Das Single Responsibility Principle (SRP) besagt, dass jedes Modul (z.B. eine Klasse) nur eine Verantwortung haben sollte. In Bezug auf deine UserService-Klasse könnte man argumentieren, dass die Verantwortung des Users tatsächlich der Fokus der Klasse ist. Allerdings gibt es in deinem Beispiel mehrere Operationen, die durchgeführt werden (Login, Registrierung, Aktivierung, Passwort-Änderung, Mail-Kontakt), die möglicherweise besser in separate Klassen ausgelagert werden sollten, um dem SRP zu entsprechen.

Methoden wie "sendeWillkommensNachrichtAnDenUser" oder "ändereUserMail", die andere Services aufrufen, könnten darauf hinweisen, dass die UserService-Klasse möglicherweise mehr als eine Verantwortung hat. Wenn der Mail-Service nur für das Versenden von E-Mails verantwortlich ist, könnte es sinnvoller sein, diese Methode in eine separate MailService-Klasse auszulagern.
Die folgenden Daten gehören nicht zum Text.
PR #1263, opened 2025-09-08
Move print_log_instr to new fetch_callback

trdthg:
This add a new callback type fetch_callback, which will be called after fetch done. I set a default empty implementation for fetch_callback, so we don't have to add an empty implementation for rvfi_callback as well.
This also move the function print_log_instr to fetch_callback.

But this is just a propose now, because there are still many ugly places in the code.

1. The c implemation of fetch_callback is much complex then sail version. The interaction between sail and C is not very convenient.
2. It decoded twice, both in sail(before execute) and c(fetch_callback). 
	One solution maybe is passing the decoded `zinstruction` value to c, but this will cause issue about file dependency
    `fetch_callback(riscv_core) -> zinstruction(riscv_postlude) -> (riscv_core)`

### DIFF
--- a/c_emulator/riscv_callbacks_log.cpp
+++ b/c_emulator/riscv_callbacks_log.cpp
@@ -107,3 +107,24 @@ void log_callbacks::vreg_write_callback(unsigned reg, lbits value)
 void log_callbacks::pc_write_callback(sbits) { }
 
 void log_callbacks::trap_callback() { }
+
+#define CREATEX(T, val)                                                        \
+  T val;                                                                       \
+  CREATE(T)(&val);
+
+void log_callbacks::fetch_callback(sail_int step_no, uint64_t code, bool rvc)
+{
+  CREATEX(sail_string, cur_privilege_str);
+  zprivLevel_to_str(&cur_privilege_str, zcur_privilege);
+  CREATEX(sail_string, insn_str);
+  char code_str[11] = {};
+  if (rvc) {
+    zassembly_half(&insn_str, (uint16_t)code);
+    sprintf(code_str, "0x%" PRIX16, (uint16_t)code);
+  } else {
+    zassembly_word(&insn_str, (uint32_t)code);
+    sprintf(code_str, "0x%" PRIX32, (uint32_t)code);
+  }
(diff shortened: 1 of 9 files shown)


model/riscv_step.sail
```diff
@@ -116,10 +113,7 @@ function run_hart_active(step_no: nat) -> Step = {
         sail_instr_announce(w);
         let instbits : instbits = zero_extend(w);
         let instruction = ext_decode(w);
-        if   get_config_print_instr()
-        then {
-          print_log_instr("[" ^ dec_str(step_no) ^ "] [" ^ to_str(cur_privilege) ^ "]: " ^ bits_str(PC) ^ " (" ^ bits_str(w) ^ ") " ^ to_str(instruction), zero_extend(PC));
-        };
+        fetch_callback(step_no, zero_extend(w), false);
```
nadime15, line 116: By removing the `get_config_print_instr()` check, it now prints regardless of whether the command-line argument was provided?.

c_emulator/riscv_callbacks_log.cpp
```diff
@@ -107,3 +107,24 @@ void log_callbacks::vreg_write_callback(unsigned reg, lbits value)
 void log_callbacks::pc_write_callback(sbits) { }
 
 void log_callbacks::trap_callback() { }
+
+#define CREATEX(T, val)                                                        \
```
Timmmm, line 111: This macro doesn't seem worth it for 2 uses. Macros are massive foot-guns so we should avoid them if possible.

model/riscv_callbacks.sail
```diff
@@ -7,6 +7,9 @@
 /*=======================================================================================*/
 
 // Callbacks for state-changing events
+val fetch_callback = pure {c: "fetch_callback"} : (nat, bits(32), bool) -> unit
```
Timmmm, line 10: I think if we use `forall 'n, 'n in {16, 32}. ... bits('n)` then it will translate to `sbits` in C and we won't need the `bool`.

Timmmm (changes requested):
Doesn't this lose the symbolization, and leave `print_log_instr` unused?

Es könnte sinnvoll sein, deine UserService-Klasse zu überdenken und gegebenenfalls in mehrere kleinere Klassen aufzuteilen, die sich um spezifischere Aufgaben kümmern. Durch die Trennung von Verantwortlichkeiten in separate Klassen kannst du den Code besser strukturieren und Wartung und Änderungen in der Zukunft vereinfachen.


----------